(Dataset entries)
☆ ☆ ☆ ☆ ☆ ☆ ☆

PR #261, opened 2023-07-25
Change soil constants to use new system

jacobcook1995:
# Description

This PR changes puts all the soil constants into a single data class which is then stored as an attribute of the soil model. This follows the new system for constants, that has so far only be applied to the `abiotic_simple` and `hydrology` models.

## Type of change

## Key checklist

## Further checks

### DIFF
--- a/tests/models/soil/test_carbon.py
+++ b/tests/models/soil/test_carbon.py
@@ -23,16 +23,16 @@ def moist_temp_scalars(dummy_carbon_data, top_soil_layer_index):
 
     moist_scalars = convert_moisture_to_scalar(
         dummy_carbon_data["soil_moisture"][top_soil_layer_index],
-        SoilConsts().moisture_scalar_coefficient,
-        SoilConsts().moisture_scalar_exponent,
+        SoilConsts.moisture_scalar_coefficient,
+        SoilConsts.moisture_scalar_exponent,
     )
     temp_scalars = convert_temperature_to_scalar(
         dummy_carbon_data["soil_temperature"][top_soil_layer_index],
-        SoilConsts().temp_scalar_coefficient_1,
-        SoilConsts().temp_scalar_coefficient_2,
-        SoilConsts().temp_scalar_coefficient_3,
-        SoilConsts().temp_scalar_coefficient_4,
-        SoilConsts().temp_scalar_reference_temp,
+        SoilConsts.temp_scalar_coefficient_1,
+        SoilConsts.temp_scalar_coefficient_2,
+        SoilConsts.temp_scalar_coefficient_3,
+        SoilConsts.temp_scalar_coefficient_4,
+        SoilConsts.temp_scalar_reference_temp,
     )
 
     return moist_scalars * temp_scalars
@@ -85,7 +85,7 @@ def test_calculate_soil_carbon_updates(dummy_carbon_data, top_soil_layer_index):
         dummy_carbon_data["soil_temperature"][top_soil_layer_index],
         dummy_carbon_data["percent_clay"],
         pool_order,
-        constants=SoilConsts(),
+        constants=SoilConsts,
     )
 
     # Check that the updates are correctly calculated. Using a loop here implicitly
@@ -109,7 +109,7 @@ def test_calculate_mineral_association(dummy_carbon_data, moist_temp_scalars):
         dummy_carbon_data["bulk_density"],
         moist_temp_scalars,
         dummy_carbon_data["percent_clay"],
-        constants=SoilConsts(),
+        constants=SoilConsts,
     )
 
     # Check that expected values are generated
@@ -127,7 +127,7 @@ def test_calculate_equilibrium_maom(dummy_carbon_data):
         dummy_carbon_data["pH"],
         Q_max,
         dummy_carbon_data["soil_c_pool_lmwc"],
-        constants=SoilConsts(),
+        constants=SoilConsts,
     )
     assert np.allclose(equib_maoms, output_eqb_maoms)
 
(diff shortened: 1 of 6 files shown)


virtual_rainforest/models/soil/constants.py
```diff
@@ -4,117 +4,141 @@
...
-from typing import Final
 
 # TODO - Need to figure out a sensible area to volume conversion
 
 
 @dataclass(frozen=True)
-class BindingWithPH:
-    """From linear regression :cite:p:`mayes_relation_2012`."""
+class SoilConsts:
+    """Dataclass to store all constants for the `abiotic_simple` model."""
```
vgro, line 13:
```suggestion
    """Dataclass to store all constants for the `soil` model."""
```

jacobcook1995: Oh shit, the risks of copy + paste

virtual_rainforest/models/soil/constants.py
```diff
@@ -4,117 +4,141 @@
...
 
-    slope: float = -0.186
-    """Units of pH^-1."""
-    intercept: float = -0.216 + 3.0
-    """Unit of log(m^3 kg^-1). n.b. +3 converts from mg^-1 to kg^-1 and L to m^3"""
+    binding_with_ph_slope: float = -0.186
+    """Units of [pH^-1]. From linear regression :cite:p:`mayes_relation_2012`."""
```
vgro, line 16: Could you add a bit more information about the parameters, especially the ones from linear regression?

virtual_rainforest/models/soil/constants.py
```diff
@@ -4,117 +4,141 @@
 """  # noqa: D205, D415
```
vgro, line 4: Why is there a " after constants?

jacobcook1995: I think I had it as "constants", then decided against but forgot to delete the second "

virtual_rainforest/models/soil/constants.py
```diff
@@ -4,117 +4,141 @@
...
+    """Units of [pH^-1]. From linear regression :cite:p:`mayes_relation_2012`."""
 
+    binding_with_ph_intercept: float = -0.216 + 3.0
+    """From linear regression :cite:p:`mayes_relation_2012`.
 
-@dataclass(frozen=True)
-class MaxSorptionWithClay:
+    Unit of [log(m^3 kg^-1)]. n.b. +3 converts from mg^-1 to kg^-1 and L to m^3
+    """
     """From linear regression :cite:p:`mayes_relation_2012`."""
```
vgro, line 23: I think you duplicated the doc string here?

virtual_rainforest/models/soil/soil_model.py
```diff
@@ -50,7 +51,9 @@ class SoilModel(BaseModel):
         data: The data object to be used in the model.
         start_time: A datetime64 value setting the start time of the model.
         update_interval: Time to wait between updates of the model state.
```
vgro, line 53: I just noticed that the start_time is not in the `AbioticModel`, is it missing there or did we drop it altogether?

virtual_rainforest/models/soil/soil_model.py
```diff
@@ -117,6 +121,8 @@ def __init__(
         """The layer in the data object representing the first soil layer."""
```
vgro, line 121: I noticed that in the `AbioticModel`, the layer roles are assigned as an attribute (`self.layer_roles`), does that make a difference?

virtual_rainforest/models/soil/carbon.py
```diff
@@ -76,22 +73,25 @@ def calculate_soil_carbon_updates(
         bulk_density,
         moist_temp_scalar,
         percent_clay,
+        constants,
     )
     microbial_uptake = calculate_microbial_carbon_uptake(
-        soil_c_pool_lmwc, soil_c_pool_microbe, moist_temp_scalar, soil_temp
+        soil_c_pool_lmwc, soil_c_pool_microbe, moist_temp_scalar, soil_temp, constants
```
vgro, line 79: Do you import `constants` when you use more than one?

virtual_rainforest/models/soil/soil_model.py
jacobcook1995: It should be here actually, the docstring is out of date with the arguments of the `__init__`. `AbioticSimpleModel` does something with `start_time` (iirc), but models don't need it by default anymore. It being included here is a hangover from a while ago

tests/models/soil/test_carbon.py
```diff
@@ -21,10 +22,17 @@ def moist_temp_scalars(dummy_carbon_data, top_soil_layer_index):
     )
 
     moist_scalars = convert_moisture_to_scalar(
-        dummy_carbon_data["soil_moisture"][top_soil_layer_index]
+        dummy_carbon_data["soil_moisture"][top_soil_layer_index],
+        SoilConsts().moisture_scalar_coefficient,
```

☆ ☆ ☆ ☆ ☆ ☆ ☆

Please retype, with no changes, the lines that run from the first line of the entries to the line with "--- a/tests/models/soil/test_carbon.py", both ends included.

YOUR SOLUTION:
PR #261, opened 2023-07-25
Change soil constants to use new system

jacobcook1995:
# Description

This PR changes puts all the soil constants into a single data class which is then stored as an attribute of the soil model. This follows the new system for constants, that has so far only be applied to the `abiotic_simple` and `hydrology` models.

## Type of change

## Key checklist

## Further checks

### DIFF
--- a/tests/models/soil/test_carbon.py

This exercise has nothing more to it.